|
ECC memory can't eliminate the chances of these failures entirely. They can still happen. Making software resilient against bitflips in memory seems very difficult though, since it not only affects data, but also code. So in theory the behavior of software under random bit flips is well... Random. You probably would have to use multiple computers doing the same calculation and then take the answer from the quorum. I could imagine that doing so would still be cheaper than using ECC ram, at least around 2000. Generally this goes against software engineering principles. You don't try to eliminate the chances of failure and hope for the best. You need to create these failures constantly (within reasonable bounds) and make sure your software is able to handle them. Using ECC ram is the opposite. You just make it so unlikely to happen, that you will generally not encounter these errors at scale anymore, but nontheless they can still happen and now you will be completely unprepared to deal with them, since you chose to ignore this class of errors and move it under the rug.
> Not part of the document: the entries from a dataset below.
PR #74, opened 2019-06-13
pipeline: switch default branch to testing-devel

jlebon:
This will shortly be the default branch in the repo.

### DIFF
--- a/devel-up
+++ b/devel-up
@@ -145,8 +145,21 @@ def params_from_git_refspec(refspec, param_prefix):
 
 def parse_git_refspec(refspec):
     if '@' not in refspec:
-        return (refspec, 'master')
+        return (refspec, get_default_branch(refspec))
     return tuple(refspec.split('@'))
+
+
+def get_default_branch(repo):
+    output = subprocess.check_output(['git', 'ls-remote', '--symref',
+                                      repo, 'HEAD'],
+                                     encoding='utf-8')
+    for line in output.splitlines():
+        if line.startswith('ref: '):
+            ref, symref = line[len('ref: '):].split()
+            if symref != "HEAD":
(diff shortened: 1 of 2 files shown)


jlebon:
Hmm actually, maybe it's cleaner to just make it blank, and handle that in the Groovy code so `git clone` does the right thing.

dustymabe:
LGTM

Maybe we should leave a master branch with a single file README.md that explains the setup of the repo.

dustymabe:
> Maybe we should leave a master branch with a single file README.md that explains the setup of the repo.

that is for the fedora-coreos-config repo

jlebon:
> Hmm actually, maybe it's cleaner to just make it blank, and handle that in the Groovy code so git clone does the right thing.

Hmm nevermind, seems like BuildConfigs default to `master` rather the real default branch. So let's roll with what we have here!

> Maybe we should leave a master branch with a single file README.md that explains the setup of the repo.

Hmm, kinda like in the RHEL dist-git? Wouldn't having a `master` branch at all send mixed signals though? Seems clearer to just not have it at all so anything trying to clone/checkout `master` just fails. But yeah, definitely we should explain the setup in the `README.md` on the default branch.

dustymabe:
> Hmm, kinda like in the RHEL dist-git? Wouldn't having a `master` branch at all send mixed signals though? Seems clearer to just not have it at all so anything trying to clone/checkout `master` just fails. But yeah, definitely we should explain the setup in the `README.md` on the default branch.

ok - i'm cool either way

jlebon:
> But yeah, definitely we should explain the setup in the README.md on the default branch.

https://github.com/coreos/fedora-coreos-config/pull/102

PR #76, opened 2019-06-17
pipeline: add prod, devel, and mechanical pipelines

jlebon:
This adds pipeline buildconfigs for all the current streams (testing,
testing-devel, and bodhi-updates). Rather than having a separate
buildconfig for each stream, we just group them by prod, devel, and
mechanical since the triggering within a particular group is likely
going to be the same.

One note here is that I removed the GitHub webhook from the OpenShift
side, and instead made it part of the Jenkinsfile itself. This is
because we need webhooks to Jenkins anyway to trigger off of
`fedora-coreos-config`, so we might as well use the same mechanism for
`fedora-coreos-pipeline` as well.

Another note: I initially had the `prod` pipeline be solely manually
triggered, though changed that later on to be triggered on pushes to
`fedora-coreos-config`: I think it'd be cool if the only manual step
required for a release was simply to push a commit to `testing`. Anyway,
we can refine that later if needed (and all the other triggers as well).

### DIFF
--- a/HACKING.md
+++ b/HACKING.md
@@ -171,7 +171,8 @@ oc create secret generic fcos-builds-bot-aws-config --from-file=config=/path/to/
 oc new-app --template=jenkins-persistent \
     --param=NAMESPACE=fedora-coreos \
     --param=MEMORY_LIMIT=2Gi \
-    --param=VOLUME_CAPACITY=2Gi
+    --param=VOLUME_CAPACITY=2Gi \
+    --param=JENKINS_IMAGE_STREAM_TAG=jenkins:2
 ```
 
 Notice the `NAMESPACE` parameter. This makes the Jenkins master use the
@@ -180,17 +181,13 @@ reason we create the app first is that otherwise OpenShift will
 automatically instantiate Jenkins with default parameters when creating
 the Jenkins pipeline).
 
-Next, let's update the input ImageStreamTag for our Jenkins deployment
-to match latest OpenShift (`jenkins:2`). Some older versions of the
-template in OpenShift uses `jenkins:latest`. This will no longer be
-needed once we are running on a newer version of OpenShift than 3.6 in
+The `jenkins:2` parameter is to match the tag name in the latest
+OpenShift. Some older versions of the template in OpenShift uses
+`jenkins:latest`. This will no longer be needed once we are running on a
+newer version of OpenShift than 3.6 in
 CentOS CI. See [#32](https://github.com/coreos/fedora-coreos-pipeline/pull/32)
 and [#70](https://github.com/coreos/fedora-coreos-pipeline/pull/70)
-for context on why this may be needed):
-
-```
-oc patch dc/jenkins -p '{"spec":{"triggers":[{"imageChangeParams":{"automatic":true,"containerNames":["jenkins"],"from":{"kind":"ImageStreamTag","name":"jenkins:2"}},"type":"ImageChange"},{"type":"ConfigChange"}]}}'
-```
+for more context).
 
 ### Create the pipeline from the template
 
--- a/HACKING.md
+++ b/HACKING.md
@@ -203,11 +203,11 @@ oc new-app --file=manifests/pipeline.yaml
 If working on a local cluster you will want to override the defaults
 for some parameters:
 
-- `DEVEL_PREFIX` - **REQUIRED**
+- `DEVELOPER_PREFIX` - **REQUIRED**
     - The prefix to prepend to created resources.
     - This is recommended to be your username followed by a dash.
       i.e. `jlebon-`. The pipeline will simply not run without a
-      `DEVEL_PREFIX` set if it is not running in prod mode.
+      `DEVELOPER_PREFIX` set if it is not running in prod mode.
 - `PIPELINE_REPO_URL`
     - Git source URI for pipeline Jenkinsfile
 - `PIPELINE_REPO_REF`
@@ -226,7 +226,7 @@ for some parameters:
 
 ```
 oc new-app --file=manifests/pipeline.yaml \
-    --param=DEVEL_PREFIX=$(whoami)- \
+    --param=DEVELOPER_PREFIX=$(whoami)- \
     --param=PIPELINE_REPO_URL=https://github.com/jlebon/fedora-coreos-pipeline \
     --param=PIPELINE_REPO_REF=my-feature-branch \
     --param=S3_BUCKET=jlebon-fcos \
@@ -313,7 +313,7 @@ http://simple-httpd-fedora-coreos.$CLUSTER_URL
 ## Running A Developer Pipeline Alongside an Existing Deployment
 
 If you already know of an existing deployed pipeline you can add some
-namespaced (i.e. DEVEL_PREFIX) resources into the existing project
+namespaced (i.e. DEVELOPER_PREFIX) resources into the existing project
 and run your own developer pipeline. This is useful if you simply want
 to test a different COSA image or FCOS config or pipeline code, but
 otherwise maintain the manifest the same.
@@ -333,7 +333,7 @@ yourself using something like:
         --bucket jlebon-fcos
 ```
 
-You can provide `--prefix` to devel up but if you don't it will
+You can provide `--prefix` to `devel-up` but if you don't it will
 default to your local username.
 
 Any value you don't pass to devel-up will be reset to its default
--- a/HACKING.md
+++ b/HACKING.md
@@ -273,24 +273,23 @@ oc start-build fedora-coreos-pipeline
 
 Use the web interface to view logs from builds.
 
-### [PROD] Update the "secret" token values in the webhooks to be unique
+### [PROD] Update the "secret" token value in the webhook to be unique
 
 ```
-oc set triggers bc/fedora-coreos-pipeline --from-github
-oc set triggers bc/fedora-coreos-pipeline --from-webhook
+oc set triggers bc/fedora-coreos-pipeline-mechanical --from-webhook
 ```
 
 ### [PROD] Set up webhooks/automation
 
-Grab the URLs of the webhooks from `oc describe` and set up webhook
-in github.
-
-- `oc describe bc/fedora-coreos-pipeline` and grab the `Webhook GitHub` URL
-- From the GitHub web console for the configs repository.
-- Select Add Webhook from Settings → Webhooks & Services.
-- Paste the webook URL output into the Payload URL field.
+- From the GitHub Settings tab for `fedora-coreos-config`, go to the
+  "Webhooks" panel
+- Click "Add webhook"
+- In the address, type `$JENKINS_URL/github-webhook/`. So e.g.:
+  https://jenkins-fedora-coreos-devel.apps.ci.centos.org/github-webhook/
 - Change the Content Type from GitHub’s default `application/x-www-form-urlencoded` to `application/json`.
-- Click Add webhook.
+- Click "Add webhook"
+
+Repeat these steps for the `fedora-coreos-pipeline` repo.
 
 ### [OPTIONAL] Set up simple-httpd
 
--- a/HACKING.md
+++ b/HACKING.md
@@ -1,18 +1,21 @@
+## Setting up the pipeline
 
-## Setting up a local or production cluster from scratch
+There are multiple ways to set up the pipeline. There is a single
+official prod mode, which can only be instantiated in CentOS CI under
+the `fedora-coreos` namespace. However, one can set up everything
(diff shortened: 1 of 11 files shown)


jlebon:
OK, dropped WIP on this! It's looking pretty good now I think and works well. I'm sure there's some knobs in there e.g. around triggering that'll need more adjustments. But we can do those as follow-ups as we gain more experience.

jlebon:
Requires #78.

dustymabe:
I have a nit on the terminology we are using. In this PR we are naming/referring to things as `prod`, `devel` and `mechanical`. We also have a concept in this repo of *developer (could be confused with devel) pipelines*.

I suggest we slightly change our terminology and naming such that it is now `stable`, `devel` and `mechanical`. All of these are classified as `prod`. Anything running in centos CI in the fedora-coreos namespace should be `prod`. We should not allow anything else to be run in that namespace. Anything running anywhere else is a developer pipeline essentially.

So we have the *prod* `stable` streams. *prod* `devel` streams, and *prod* `mechanical` streams. You could individually set up a *devel* `stable` stream, *devel* `devel` stream, etc.

jlebon:
Yeah, I've thought about the devel overloading happening too while working on this.

Hmm, how about we just spell it out, i.e. `development`, instead of just `devel` to clear this up? So, `prod`, `development`, and `mechanical`. This actually matches the terminology used in https://github.com/coreos/fedora-coreos-tracker/blob/master/stream-tooling.md as well.

jlebon:
> Anything running in centos CI in the fedora-coreos namespace should be prod. We should not allow anything else to be run in that namespace. Anything running anywhere else is a developer pipeline essentially.

Agreed. This is enforced today by explicitly checking for the job name itself in the pipeline. And just plain error out if it doesn't match.

dustymabe:
> Yeah, I've thought about the devel overloading happening too while working on this.
> 
> Hmm, how about we just spell it out, i.e. `development`, instead of just `devel` to clear this up? So, `prod`, `development`, and `mechanical`. 

Yeah I think that may help. 

> This actually matches the terminology used in https://github.com/coreos/fedora-coreos-tracker/blob/master/stream-tooling.md as well.

Yeah looking at that document makes me rethink this a bit. Thanks for linking that. 


I think the problem here is we need a clear term to delineate between official fcos streams and a stream that is a side build for a developer.. Maybe we can call official streams official (i.e. change our `prod` var in Jenkinsfiles to `official` , and we could call developer pipelines `hacker` pipelines.

jlebon:
> Maybe we can call official streams official (i.e. change our `prod` var in Jenkinsfiles to `official`, and we could call developer pipelines `hacker` pipelines.

Yup sure, WFM.

jlebon:
Rebased this on top of #80.

I added a commit which updates the terminology we use in the various places. See the commit message for details. Re-adding WIP on this since I haven't tested it yet.

Jenkinsfile.mechanical
```diff
@@ -0,0 +1,33 @@
...
+    ])
+])
+
+node {
+    change = checkout(
+        [$class: 'GitSCM',
+         userRemoteConfigs: [
+            [url: 'https://github.com/coreos/fedora-coreos-config']
+         ],
+         branches: streams.as_branches(streams.prod)
```
dustymabe: streams.production

Jenkinsfile
```diff
@@ -100,6 +106,10 @@ podTemplate(cloud: 'openshift', label: 'coreos-assembler', yaml: pod, defaultCon
                 utils.shwrap("""
                 coreos-assembler buildprep s3://${s3_builddir}
                 """)
+            } else if (!prod && utils.path_exists(developer_builddir)) {
```
dustymabe: `!official`

Jenkinsfile
```diff
@@ -176,14 +190,14 @@ podTemplate(cloud: 'openshift', label: 'coreos-assembler', yaml: pod, defaultCon
...
               // In devel mode without an S3 server, just archive into the PVC
               // itself. Otherwise there'd be no other way to retrieve the
               // artifacts. But note we only keep one build at a time.
               utils.shwrap("""
-              rm -rf /srv/devel/${devel_prefix}/build
-              mkdir -p /srv/devel/${devel_prefix}/build
-              cp -a \$(realpath builds/latest) /srv/devel/${devel_prefix}/build
+              rm -rf ${developer_builddir}
+              mkdir -p ${developer_builddir}
+              cp -aT builds ${developer_builddir}
```
dustymabe: one more `if (prod)` at the bottom of `stage('Archive')`

devel-up
```diff
@@ -92,7 +92,7 @@ def get_username():
 
 
 def process_template(args):
-    params = [f'DEVEL_PREFIX={args.prefix}']
+    params = [f'DEVELOPER_PREFIX={args.prefix}']
```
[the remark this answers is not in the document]
jlebon: Done!

Jenkinsfile.mechanical
jlebon: Heh, yeah caught those while testing this morning.

dustymabe:
after a few fixes I hit this from within my jenkins job:

```
[workspace] Running shell script

+ oc start-build fedora-coreos-pipeline -e STREAM=bodhi-updates

Error from server (Forbidden): buildconfigs.build.openshift.io "fedora-coreos-pipeline" is forbidden: buildconfigs.build.openshift.io "fedora-coreos-pipeline" not found

script returned exit code 1
```

Jenkinsfile.mechanical
```diff
@@ -0,0 +1,33 @@
...
+    checkout scm
+    utils = load("utils.groovy")
+    streams = load("streams.groovy")
+}
+
+properties([
+    pipelineTriggers(streams.get_push_trigger() + [
+        // also run every 30m: we could increase the interval more if we start
+        // triggering on the relevant fedmsgs.
+        cron("H/30 * * * *")
```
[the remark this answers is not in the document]
jlebon: Developer pipelines don't have any cron jobs right now. Note the only buildconfig that actually gets created by `devel-up` right now is still just `${developer_prefix}fedora-coreos-pipeline`. And that one was stripped of all triggers.

jlebon:
> after a few fixes I hit this from within my jenkins job:

Right yeah, basically right now, the "wrapper" pipelines don't support developer mode (i.e. it doesn't have a `${developer_prefix}` in its name). To test all this, I just created them all without a prefix in the devel namespace. The main pipeline still failed as expected since it wasn't in the right namespace, but for testing the triggering itself that's fine (which is the only thing that really needs testing in the wrapper pipelines).

I guess we could make those devel aware as well? Though then I think we'd still want `./devel-up` to default to creating just the pipeline.

jlebon:
Dropping WIP on this. Tested working well!

Jenkinsfile.mechanical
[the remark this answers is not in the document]
dustymabe: I think we're glossing over the fact that if I want to run a developer pipeline in a brand new deployment (new project in openshift in any openshift instance) you can't start with `devel-up`. You start with `oc new-app --file=manifests/pipeline.yaml --param=DEVELOPER_PREFIX=$(whoami)-`. In this case you get **everything**, which was OK in the past because we wanted everything (i.e. we used it all for our developer pipelines usecase), but now it's not the same.

dustymabe:
> I guess we could make those devel aware as well? 

I think so?

> Though then I think we'd still want `./devel-up` to default to creating just the pipeline.

Some more thoughts in https://github.com/coreos/fedora-coreos-pipeline/pull/76#discussion_r295844134

Jenkinsfile.mechanical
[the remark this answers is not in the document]
jlebon: Yeah, one base issue here is that OpenShift templates don't have conditionals (I'm not sure if Helm or something else would be better here). What we can do is split `pipeline.yaml` into 3:
- `jenkins.yaml` --> S2I + worker base + PVC (and we can split that one out as well when we're ready to make it optional)
- `pipeline.yaml` --> coreos-assembler IS + fedora-coreos-pipeline BC
- `streams.yaml` --> fedora-coreos-pipeline-{production,developer,mechanical} BCs

So then, the workflow would be `oc new-app --file=manifests/jenkins.yaml` and then straight to `./devel-up`, which instantiates `pipeline.yaml`. We could then also have e.g. a `--streams` switch if a developer wants to instantiate streams BCs as well.

jlebon:
OK, updated this now! `./devel-up` has now evolved into `./deploy`! See commit message for details.

jlebon:
>> I guess we could make those devel aware as well?
>
> I think so?

jlebon:
>> I guess we could make those devel aware as well?
>
> I think so?

One note about this: I still didn't make the stream pipelines prefixable. Let's do that as a follow-up? I don't think it's something we need the ability to do right away (and of course, one can always do `./deploy --all` in their separate cluster if they want to test them).

manifests/pipeline.yaml
```diff
@@ -52,6 +52,8 @@ objects:
     kind: ImageStream
     metadata:
       name: jenkins-s2i
+      annotations:
+        coreos.com/deploy-default: true
```
dustymabe: these annotations are causing me some grief on first startup:

```
Updating:                                                                                
Error from server (BadRequest): error when creating "STDIN": ImageStream in version "v1" cannot be handled as a ImageStream: v1.ImageStream.ObjectMeta: v1.ObjectMeta.Annotations: ReadString: expects " or n, but found t, error found
 in #10 byte of ...|default":true},"labe|..., bigger context ...|ata":{"annotations":{"coreos.com/deploy-default":true},"labels":{"app":"fedora-coreos","template":"f|...
Traceback (most recent call last):           
  File "./deploy", line 235, in <module>      
    sys.exit(main())                         
  File "./deploy", line 38, in main                                                        
    update_resources(args, resources)        
  File "./deploy", line 164, in update_resources                                                                                                                                                                                           check=True, stdout=subprocess.PIPE)      
  File "/usr/lib64/python3.7/subprocess.py", line 487, in run
    output=stdout, stderr=stderr)            
subprocess.CalledProcessError: Command '['oc', 'create', '--filename', '-']' returned non-zero exit status 1.

```

If I delete all the newly added `coreos.com/deploy-default: true` annotations and all `--all` to my `deploy` command then it succeeds.

jlebon: Hmm weird, I didn't hit this on my local server. But yeah, looks like it's complaining about string vs bool.

dustymabe:
re: `HACKING.md: simply Jenkins template instantiation`

Thanks for that commit. I didn't know it was a parameter otherwise I would have used it before :)

One nit: `simplify Jenkins template instantiation`

jlebon:
Fixes! :arrow_up: 

Tested in a fresh namespace.

HACKING.md
```diff
@@ -180,70 +184,58 @@ reason we create the app first is that otherwise OpenShift will
...
-    --param=PVC_SIZE=20Gi
+./deploy --update \
+    --pipeline https://github.com/jlebon/fedora-coreos-pipeline     \
+    --config https://github.com/jlebon/fedora-coreos-config@feature \
+    --cosa-img quay.io/jlebon/coreos-assembler:random-tag           \
+    --bucket jlebon-fcos
 ```
 
-This template creates:
+See `./deploy --help` for more information.
```
dustymabe: I kind of liked having all of the parameters explained out here like we were doing before when we listed out all of the parameters of the template. Are you opposed to adding that stanza back but just convert it to reference arguments to deploy rather than template parameters?

dustymabe:
> One note about this: I still didn't make the stream pipelines prefixable. Let's do that as a follow-up?

sounds good

Mostly LGTM - one comment: https://github.com/coreos/fedora-coreos-pipeline/pull/76#discussion_r296285156

HACKING.md
jlebon: Done! :arrow_down:

HACKING.md
```diff
@@ -180,70 +184,73 @@ reason we create the app first is that otherwise OpenShift will
...
-- `S3_BUCKET`
-    - AWS S3 bucket in which to store builds (or blank for none)
+- `--prefix`
+    - The prefix to prepend to created developer-specific resources. By
+      default, this will be your username, but you can provide a
+      specific prefix as well.
+- `--pipeline`
+    - Git source URI for pipeline Jenkinsfile.
+- `--config`
+    - Git source URI for FCOS config.
```
dustymabe: since before we had the `_REF` parameters and now we don't  you might want to mention the `@ref` formatting for these two

jlebon: Fixed!

jlebon:
Awesome, thanks for all the reviews! Let's get this thing set up for real now! :)

PR #420, opened 2021-11-02
pipeline: add some debugging info re. umask and permissions

jlebon:
To help debug
https://github.com/coreos/fedora-coreos-tracker/issues/1003.


jlebon:
(We can revert this once we're done with it.)

dustymabe (approved):
LGTM

PR #426, opened 2021-11-15
jobs/kola-openstack: allow concurrent builds

jmarrero:


jobs/kola-openstack.Jenkinsfile
```diff
@@ -43,97 +41,100 @@ properties([
     durabilityHint('PERFORMANCE_OPTIMIZED')
 ])
 
-currentBuild.description = "[${params.STREAM}][${params.ARCH}] - ${params.VERSION}"
+lock(resource: "build-${params.STREAM}-${params.ARCH}") {
```
dustymabe, line 44: Let's adjust the lock name slightly.

- Switch to denote which job we are locking (`kola-openstack`).
- We want a single run on each architecture at any given time. Then the code will switch the region based on the architecture.

```suggestion
lock(resource: "kola-openstack-${params.ARCH}") {
```

dustymabe:
Looks like we need a second commit to say something along the lines of:

```
if arch == x86_64; then
    region = ams1
else
    region = ca-ymq-1
```

Then we can update the calls to ore and kola to specify the region.

jobs/kola-openstack.Jenkinsfile
```diff
@@ -43,97 +41,105 @@ properties([
...
 
-currentBuild.description = "[${params.STREAM}][${params.ARCH}] - ${params.VERSION}"
+lock(resource: "kola-openstack-${params.ARCH}") {
 
-def s3_stream_dir = params.S3_STREAM_DIR
-if (s3_stream_dir == "") {
-    s3_stream_dir = "fcos-builds/prod/streams/${params.STREAM}"
-}
+    currentBuild.description = "[${params.STREAM}][${params.ARCH}] - ${params.VERSION}"
+    region = "ams1"
```
dustymabe, line 47: Might need `def` in the front like is done for other variables.

```suggestion
    def region = "ams1"
```

jobs/kola-openstack.Jenkinsfile
```diff
@@ -43,97 +41,105 @@ properties([
...
+    if (params.ARCH != "x86_64") {
+        region = "ca-ymq-1"
+    }
```
dustymabe, line 50: Here it might be better to have a full if/elseif/else for each arch just so your brain doesn't have to thing too much when reading the code. Can still have a default region at the top (in case a new architecture ever gets thrown at us).

jobs/kola-openstack.Jenkinsfile
```diff
@@ -43,97 +41,105 @@ properties([
...
+                // Create the image in OpenStack
                 shwrap("""
-                ore openstack --config-file=\${OPENSTACK_KOLA_TESTS_CONFIG}/config \
-                     delete-image --id=${openstack_image_name}
+                # First delete it if it currently exists, then create it.
+                ore openstack --region=${region} --config-file=\${OPENSTACK_KOLA_TESTS_CONFIG}/config \
+                    delete-image --id=${openstack_image_name} || true
+                ore openstack --region=${region} --config-file=\${OPENSTACK_KOLA_TESTS_CONFIG}/config \
+                    create-image --file=${openstack_image_filepath} \
+                    --name=${openstack_image_name} --arch=${params.ARCH}
```
dustymabe, line 101: Maybe let's add an extra line:

```suggestion
                ore openstack --region=${region} \
                    --config-file=\${OPENSTACK_KOLA_TESTS_CONFIG}/config \
                    delete-image --id=${openstack_image_name} || true
                ore openstack --region=${region} \
                    --config-file=\${OPENSTACK_KOLA_TESTS_CONFIG}/config \
                    create-image --file=${openstack_image_filepath} \
                    --name=${openstack_image_name} --arch=${params.ARCH}
```

jobs/kola-openstack.Jenkinsfile
```diff
@@ -43,97 +41,105 @@ properties([
...
+                            --openstack-region=${region}                             \
+                            --openstack-floating-ip-network=public                   \
+                            --openstack-image=${openstack_image_name}""")
+            } finally {
+                stage('Delete Image') {
+                    // Delete the image in OpenStack
+                    shwrap("""
+                    ore openstack --region=${region} --config-file=\${OPENSTACK_KOLA_TESTS_CONFIG}/config \
+                        delete-image --id=${openstack_image_name}
+                    """)
```
dustymabe, line 131: same as above
```suggestion
                    ore openstack --region=${region} \
                        --config-file=\${OPENSTACK_KOLA_TESTS_CONFIG}/config \
                        delete-image --id=${openstack_image_name}
                    """)
```

dustymabe (commented):
Looking good. Some suggestions:

jobs/kola-openstack.Jenkinsfile
dustymabe: Might also be good to have a comment above this block that explains **why** we want to send different architectures to different regions. Basically that we don't have enough quota in a single region to do multiple runs at the same time but we want to speed up our testing so we'll target two regions (i.e. we can run 2 runs at the same time (an `aarch64` and `x86_64`)).

dustymabe: Maybe that comment should go above the `lock()` block.

jobs/kola-openstack.Jenkinsfile
```diff
@@ -43,97 +41,114 @@ properties([
     durabilityHint('PERFORMANCE_OPTIMIZED')
 ])
 
-currentBuild.description = "[${params.STREAM}][${params.ARCH}] - ${params.VERSION}"
+// Locking so we don't run multiple times on the same region we are speeding up our testing by dividing
+// the load to different regions depending on the architecture. This allow us not to exceed our quota in 
+// a single region and not having to wait for sequential runs on the same region.
```
dustymabe, line 46:
```suggestion
// Locking so we don't run multiple times on the same region. We are speeding up our testing by dividing
// the load to different regions depending on the architecture. This allows us not to exceed our quota in 
// a single region while still being able to execute two test runs in parallel.
```

dustymabe (approved):
LGTM - one suggestion. Once we merge this we'll fixup any issues that arise after the next pipeline run.

dustymabe:
Nice work @jmarrero!

Issue #423, opened 2021-11-09
Support specifying a custom cosa image for multi-arch pipeline


jlebon:
We'll need this for the next stable release so that we build with the same pre-f35 cosa we used for testing.

PR #427, opened 2021-11-16
multi-arch-pipeline: derive the COSA image from params.COREOS_ASSEMBLER_IMAGE

dustymabe:
We currently have a limitation where we aren't building and
pushing multi-arch COSA containers to quay. For multi-arch
we're currently building images once a day on the local
multi-arch builders. See https://github.com/coreos/coreos-assembler/issues/2470

Until `#2470` is resolved let's do the best thing we can do
which is derive the multi-arch container name from the
given x86_64 COSA container. We'll translate
`quay.io/coreos-assembler/coreos-assembler:$tag -> localhost/coreos-assembler:$tag`
This assumes that the desired tagged image has been built
on the multi-arch builder already, which most likely means
someone did it manually.

Fixes https://github.com/coreos/fedora-coreos-pipeline/issues/423

### DIFF
--- a/jobs/multi-arch-pipeline.Jenkinsfile
+++ b/jobs/multi-arch-pipeline.Jenkinsfile
@@ -145,6 +145,23 @@ lock(resource: "build-${params.STREAM}-${params.ARCH}") {
         def newBuildID = params.VERSION
         def basearch = params.ARCH
 
+        // We currently have a limitation where we aren't building and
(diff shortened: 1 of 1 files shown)


dustymabe:
untested at the moment. I'm thinking rather than set up a pipeline we roll with it and fix any issues in a followup.

jlebon (approved):
Nice comment block!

Another intersting side effect of quorum is that it also makes certain attacks more difficult to pull off, since now you have to make sure that a quorum of machines gives the same "wrong" answer for an attack to work. |
Using consumer hardware and making up reliability with redundancy and software was not a bad idea for early Google but it did end up with an unforeseen cost. Just a thousand machines in a cosmic ray proof bunker will end up with memory errors ECC will correct for free. It's just reducing the surface area of "potential problems".